Numerical investigation on the characteristics of lateral smoke extraction in the immersed road tunnel

A series of numerical simulations are carried out to explore the characteristics of the smoke layer in an immersed road tunnel with the lateral smoke extraction system. The temperature distribution and velocity field near the lateral exhaust vent with different aspect ratios were investigated, together with the mass flow rate of CO through the lateral exhaust vent. The results show that the smoke layer stratification is quite stable with the lateral smoke extraction, and the plug-holing phenomenon with the exhaust of fresh air from the bottom edge of the lateral exhaust vent is obviously different from that during the traditional ceiling smoke exhaustion process. A relatively smaller exhaust velocity or a larger heat release rate prevents the plug-holing phenomenon effectively.

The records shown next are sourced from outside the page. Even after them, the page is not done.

PR #13178, opened 2026-08-11
DEV-2193: Fix rows drifting when the tallest cell is in a frozen column

budnix:
### Context

The PR fixes rows drifting out of alignment when the tallest cell in a row sits in a frozen (inline-start) column.

The master table renders a **contiguous** column band starting at the column under the horizontal scroll offset, so with `fixedColumnsStart` set it skips the frozen columns as soon as that band starts past column 0. Row heights are measured from the rendered DOM (`markOversizedRows`, on the master), so such a row got recorded at its provided height while the frozen overlays rendered it at its content height. Every row below it then drifted by the difference — ~20px per wrapped row in the reported demo.

**This is not the regression the report attributes to #12189.** 16.2.0 drifts the same way as soon as the grid is scrolled past the master's overscan reach — measured with 100 columns and `fixedColumnsStart: 3`:

| version | scrollLeft 0 | 1000 | 3000 | 6000 |
|---|---|---|---|---|
| 16.2.0 | 0px | 0px | **640px** | **1760px** |
| 18.0.0 | **1760px** | **1440px** | **1440px** | **1440px** |

What #12189 changed is the overscan reach — `viewportColumnRenderingOffset: 'auto'` went from ~10 columns to 1 (`tableView.ts:1360`) — which moved the failure from "only once scrolled" to "at rest in a narrow grid", which is the reported case. The row-height measurement contract has been broken for frozen columns the whole time, so this fixes the contract at every scroll position rather than restoring the old overscan.

### The fix

`syncOversizedRowsWithFrozenOverlays` is the row-height twin of the existing `syncOversizedColumnHeadersWithFrozenOverlays`. After the frozen overlays have rendered it measures **all three tables that render frozen columns** — the inline-start clone, which mirrors the master's row band, plus the two corners, which hold the frozen top and bottom rows the clone does not — and re-applies the resulting heights to the tables that render those rows without the frozen columns.

It records into `wtViewport.oversizedRows` rather than only patching the DOM, because the hider height comes from the summed row heights (`spreaderSize`), not from measuring the rendered table — a DOM-only patch would fix the visible rows but leave the scrollbar short by the accumulated drift.

#### Frozen-derived records survive the wipe

The record cannot be re-created by the master — it does not render that column — so it must not be destroyed before the consumers that need it. `wtViewport.frozenOversizedRows` marks the keys the sync owns, `resetOversizedRows` skips them, and `resetFrozenOversizedRows` clears them in the seam between the master's render and `wtOverlays.refresh()` instead. That one ordering choice is what makes the rest correct:

| Consumer | Sees the record because |
|---|---|
| The master's own render | It rendered before the clear |
| The row-height cache + viewport calculators | They are built before the clear |
| The master's `markOversizedRows` | The record was never in its wiped map, so it cannot mistake it for a shrunk row |
| The bottom clone's `markOversizedRows` | Same — it cannot wipe a record only the sync can create |
| The inline-start clone / corners | They render *after* the clear, so at their natural height — re-measurable, no ratchet |

#### Who owns a height

Most of the difficulty is not the measurement, it is the bookkeeping around which table owns a row's height. Three rules, each of which looks like harmless code and is not:

- **Only rows the frozen pass actually measured may be marked frozen-derived.** Registering every oversized row in the band instead looks equivalent: a row that is tall because of a *scrollable* column gets adopted, the frozen overlays can never re-detect a height they never saw, so the next draw reads it as shrunk and drops it and the master rediscovers it on the one after. The row oscillates every other draw, and that is the common case — any wrapped row in a grid with frozen columns.
- **Ownership moves back when the master out-measures the frozen side.** A row can be tall in a frozen column and taller still in a scrollable one. Leaving the mark on is invisible and never settles: the next draw clears a height only the master can recreate, the frozen pass re-records its own shorter one, and both invalidate the row-height cache on every draw.
- **On a draw where a height changed, release and re-measure the master first.** While a frozen height dominates, the master's own pass measures the forced value and records nothing — so when the frozen part goes away there is nothing recording the height the master still legitimately has.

The major streamlines presented a flattened "S" shape through the cross section of the immersed road tunnel. The lateral exhaust vent with a higher aspect ratio shows an inherent disadvantage in smoke exhaustion performance, while a flattened exhaust vent under a larger effective contact area with a smoke layer could remove the smoke gas more effectively. In terms of smoke exhaustion volume and energy-saving, a lateral exhaust vent with an aspect ratio of 1:3 shows optimal smoke exhaustion performance in the immersed road tunnel. The effectiveness of some potential measures to prevent plug-holing and improve lateral smoke exhaustion is validated briefly. These outcomes will provide some basic guidance and references for the future design of lateral smoke exhaust in the road tunnel.